Bundesagrarministerin Ilse Aigner (CSU) appellierte vor dem Treffen an ihre Amtskollegen, die Reform "zügig und mutig zu vollenden". Für die Rückwurf-Verbote forderte Aigner einen ehrgeizigen und verbindlichen Zeitplan. "Hier darf es keine faulen Kompromisse zulasten der Nachhaltigkeit geben."

Sie wies darauf hin, nur wenn die Fischer alle gefangenen Fische anlandeten, könne die Wissenschaft die Entwicklung der Bestände richtig analysieren und fundierte Empfehlungen für die nachhaltige Bewirtschaftung geben.

"Keine verwässerte Reform"

Nach Angaben des CDU-Europa-Abgeordneten Werner Kuhn werden gegenwärtig etwa 460.000 Tonnen meist schon toter Beifang zurück ins Meer geworfen. Das entspreche 23 Prozent der gesamten europäischen Anlandungen von durchschnittlich zwei Millionen Tonnen Fisch.

Die schleswig-holsteinische SPD-Europa-Abgeordnete Ulrike Rodust kündigte an, sie werde keine verwässerte Reform der EU-Fischereipolitik hinnehmen. Sie leitet die Verhandlungen für das EU-Parlament. "Einige Mitgliedsstaaten versuchen die irische Präsidentschaft dazu zu bringen, mehr Schlupflöcher in den vereinbarten Gesetzestext einzubauen", sagte Rodust. Das Parlament sei zu einem vernünftigen Kompromiss bereit, "aber ich glaube, es wird schwierig, einen Text anzunehmen, der den Rückwurf von bestimmten Fischarten ohne jegliche Einschränkung erlaubt".

Die Umweltorganisation Greenpeace kritisierte, die Fischereiminister von Frankreich, Portugal und Spanien lehnten die Reform "immer noch hartnäckig ab". Sie seien aber einem zunehmenden Gegenwind anderer Länder ausgesetzt, sagte Greenpeace-Sprecherin Saskia Richartz.

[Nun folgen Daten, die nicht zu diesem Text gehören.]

PR #591, opened 2026-05-03
fix(notifications): Cmd+Shift+A opens empty notification window when queue is empty

### LINKED ISSUE #590: fix(notifications): Cmd+Shift+A should open empty notification window when queue is empty
## Problem

Pressing Cmd+Shift+A when there are no pending notifications silently does nothing. The action is swallowed in the dispatch handler (`visible_notification_count() > 0` guard in `src/app/mod.rs`) and never opens the modal.

This feels broken — the user pressed a key and nothing happened, with no feedback.

## Expected

Cmd+Shift+A always opens the notification modal. When the queue is empty, the modal shows a simple "No notifications" empty state. Esc closes it.

## Implementation

Two changes:

1. **`src/app/mod.rs`** — Remove the `visible_notification_count() > 0` guard in the `ToggleNotificationModal` dispatch so it always opens the modal.

2. **`src/overlays.rs`** — In `draw_notification_modal`, when `pending_notifications.is_empty()`: instead of silently returning, render the scrim + a centered modal card showing a dim "No notifications" message. Handle Esc to close.

## Meta
depends_on: []

ianjamesburke:
Closes #590

## Summary
- Removes the `visible_notification_count() > 0` guard in `ToggleNotificationModal` dispatch — the modal now always opens on Cmd+Shift+A
- `draw_notification_modal` in `overlays.rs`: when queue is empty, renders scrim + centered card with dim "No notifications" label instead of silently returning. Esc closes it.

## Test plan
- [ ] Press Cmd+Shift+A with no notifications → modal opens with "No notifications"
- [ ] Press Esc → modal closes
- [ ] Press Cmd+Shift+A again → closes (toggle)
- [ ] Send a notification, press Cmd+Shift+A → normal notification modal opens as before

### DIFF
--- a/src/app/mod.rs
+++ b/src/app/mod.rs
@@ -1856,7 +1856,7 @@ impl eframe::App for PlexiApp {
                 Action::ToggleNotificationModal => {
                     if self.show_notification_modal {
                         self.show_notification_modal = false;
-                    } else if self.visible_notification_count() > 0 {
+                    } else {
                         self.show_notification_modal = true;
                         // Pick highest-priority when re-opening the modal and
                         // nothing is currently pinned. If something IS pinned
--- a/src/app/mod.rs
+++ b/src/app/mod.rs
@@ -2476,8 +2476,7 @@ impl PlexiApp {
     }
 
     pub(crate) fn sync_notification_modal_focus(&mut self) {
-        let should_own = self.show_notification_modal
-            && self.visible_notification_count() > 0;
+        let should_own = self.show_notification_modal;
         let has_layer = self
             .focus_stack
             .iter()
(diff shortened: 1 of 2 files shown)


ianjamesburke:
Closing — incomplete. Three guards found and fixed, but a fourth at src/app/mod.rs:2292 resets show_notification_modal = false every frame when the queue is empty. That one has a comment explaining it's intentional (avoids re-drawing the modal after the overlay path). Need to approach this differently — either pass show_notification_modal through to the render path as a distinct empty-state flag, or track "user explicitly opened" separately from "has notifications". Reopening fresh from the issue.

Denn Deutschland, Dänemark, Schweden, Österreich und Ungarn hätten sich für die weitreichenden Reformvorschläge des Parlaments starkgemacht.

EU-Parlament stimmte für ehrgeizige Reform

Falls sich die Staaten einigen, müssen sie sich mit dem EU-Parlament verständigen. Die Parlamentarier hatten Anfang Februar für eine ehrgeizige Reform gestimmt. Demnach soll das Rückwurf-Verbot ab 2014 schrittweise für einzelne Fischarten und Fanggebiete eingeführt werden und bis 2017 vollständig umgesetzt sein.

Das Parlament sprach sich außerdem für ein Ende der Überfischung aus. Ab 2015 sollen keine überhöhten Fangquoten mehr möglich sein. Auch in Gewässern von Drittländern darf die EU nicht mehr zur Überfischung beitragen. Regelbrecher sollen in Zukunft keine Fördermittel mehr aus Brüssel erhalten, damit sich die Fischbestände bis 2020 erholen.